### [GIVEN DATA]
>>>>>
PR #1545, opened 2020-04-24
Legend showForSingleSeries with no data issue fix

maxkochetov:
# New Pull Request

ApexCharts documentation states next:
```
showForSingleSeries: Boolean
Show legend even if there is just 1 series.
```
But in case when 
- no series data (empty array)
- and only 1 serie for the chart

The legend doesn't shows up.

I think that `showForSingleSeries = true` flag should be main indicator for legend visibility and overwrite any other conditions.

I also spend some time trying to add tests, but 

- for unit test i've checked that apexcharts project does not uses `toHaveBeenCalled`, and in this case the only good way to unit test is to check if `this.drawLegends()` was called inside Legend.js. so i decided to not add new ways to unit test

- as for e2e i didn't understand how to add sample for generation. if you can give me some reference or describe how to do that - i might add e2e test here, if needed

thanks :) 

## Type of change

## Checklist:

### DIFF
--- a/src/apexcharts.js
+++ b/src/apexcharts.js
@@ -128,10 +128,9 @@ export default class ApexCharts {
     gl.comboCharts = combo.comboCharts
     gl.comboBarCount = combo.comboBarCount
 
-    if (
-      ser.length === 0 ||
-      (ser.length === 1 && ser[0].data && ser[0].data.length === 0)
-    ) {
+    const allSeriesAreEmpty = ser.every(s => s.data && s.data.length === 0)
+
+    if (ser.length === 0 || allSeriesAreEmpty) {
       this.series.handleNoData()
     }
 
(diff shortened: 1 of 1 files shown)


src/apexcharts.js
```diff
@@ -128,10 +128,9 @@ export default class ApexCharts {
     gl.comboCharts = combo.comboCharts
     gl.comboBarCount = combo.comboBarCount
 
-    if (
-      ser.length === 0 ||
-      (ser.length === 1 && ser[0].data && ser[0].data.length === 0)
-    ) {
+    const allSeriesAreEmpty = ser.every(s => s.data && s.data.length === 0)
+
+    if (ser.length === 0 || allSeriesAreEmpty) {
```
maxkochetov, line 133: before it was checking only for 1 series for no data,
but better to check all passed series.data for an empty array to set an appropriate "No Data" state

PR #1626, opened 2020-05-21
Fixing old timestamp issue

danielbm:
# New Pull Request

The code was validating a timestamp by checking if the number of digits was equal to 13. However, dates before 08/08/2001 have a 12 digit timestamp, and other past and future dates might have other number of digits.

I changed the code to validate the timestamp by checking if the number is greater than zero.

## Type of change

- [ x ] Bug fix (non-breaking change which fixes an issue)

## Checklist:

- [ x ] My code follows the style guidelines of this project
- [ x ] I have performed a self-review of my own code
- [ x ] My changes generate no new warnings
- [ x ] New and existing unit tests pass locally with my changes


junedchhipa:
I would suggest adding `String(xlabels[j]).length !== 12 || String(xlabels[j]).length !== 13` will give a better hint to the user how long a timestamp should be. Because Unix timestamps are 10 characters.


Also, please remove the `dist` files as they are only produced when releasing a new build.
Thanks for your contribution!

danielbm:
I will write another pull request to address the issues!

PR #1712, opened 2020-06-27
Keep max an min axis in update options

gdenhez42:
# New Pull Request

We use react-apexcharts and got a similar problem than this one: https://github.com/apexcharts/react-apexcharts/issues/143
After some digging, the problem occur when we change the options, and after, we change the series. This is the fix I propose for this problem, please review carefully as I'm quite new to apexcharts. Thanks!

## Type of change

## Checklist:

- [ ] I have performed a self-review of my own code
- [ ] My changes generate no new warnings

### DIFF
--- a/dist/apexcharts.js
+++ b/dist/apexcharts.js
@@ -22893,8 +22893,8 @@
 
             if (overwriteInitialConfig) {
               // we need to forget the lastXAxis and lastYAxis is user forcefully overwriteInitialConfig. If we do not do this, and next time when user zooms the chart after setting yaxis.min/max or xaxis.min/max - the stored lastXAxis will never allow the chart to use the updated min/max by user.
-              w.globals.lastXAxis = [];
-              w.globals.lastYAxis = []; // After forgetting lastAxes, we need to restore the new config in initialConfig/initialSeries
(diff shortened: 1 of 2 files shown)


junedchhipa:
I have merged the PR as it looks fine to me.
Can you please give me a scenario where it was actually causing problems? Was it not updating the y-axis when you were calling `updateOptions`?
Can you create a codepen or something to illustrate?

gdenhez42:
Hello! Yes of course! I created this pen to illustrate the problem we have:
https://codepen.io/gdenhez/pen/WNrZvLZ

The chart is initialized with a min and a max xaxis. If you click to the "update series" button without clicking "update options", then the series gets updated and the min and max is still respected. If you click the "update options" which updates the min and max, it correctly update them. But then, if you click "update series", the new min and max is no longer respected (and even the old min and max is still not followed) 

We have a use case in which we can display data for a month, a week or a day range. When we change the range, it changes the options but then data for this range is fetched from our backend, and when it comes back, change the series only. The problem is then our range is not correctly displayed. Our workaround is currently to always change the id of our chart when our component update, which makes the react wrapper call updateOptions instead of updateSeries.

junedchhipa:
Thank you! The demo explained the bug.
👍

PR #1850, opened 2020-08-20
added scale property to chart configuration, by default is 1

### LINKED ISSUE #1849: Tooltips are not correct when chart is scaled with transform
# Bug report

## Codepen

https://codepen.io/linkaynn/pen/RwaGvVP

## Explanation

When you scale a chart the tooltip position and information is not correct, when scale is `> 1` it takes the points at the right from mouse position and if scale is `< 1` takes the left points

**What is the behavior you expect?**

That tooltips takes correct positions and information

Linkaynn:
# New Pull Request

Now charts has the possibility to scale with the css transform

Fixes #1849 

## Type of change

- [X] This change requires a documentation update

## Checklist:

### DIFF
--- a/src/modules/settings/Options.js
+++ b/src/modules/settings/Options.js
@@ -291,6 +291,7 @@ export default class Options {
         group: undefined,
         offsetX: 0,
         offsetY: 0,
+        scale: 1,
         selection: {
           enabled: false,
           type: 'x',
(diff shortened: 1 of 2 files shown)


junedchhipa:
Thanks for the quick PR 😀 
So, the chart scaling has to be done in CSS and property has to be set in JS options? Am I right?
How about scaling the chart in JS itself when we already have the chart.scale property?

Linkaynn:
You'r welcome! :smile:

Right now the only way to solve this limitiation without looping all the DOM is making the scalation in parallel, when CSS changes, JS must change manually.

Maybe this is not the perfect solution, but it really solve the point that chart shows correctly the tooltips because it some parent container has a scale (CSS or JS).

In case that you scale the chart by JS has the same point that scale in CSS in this case.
<<<<<
### [TASK OBJECTIVE]
Exactly how many lines in the records contain the string "updated"? Give that number alone.

### [TASK OUTPUT]
2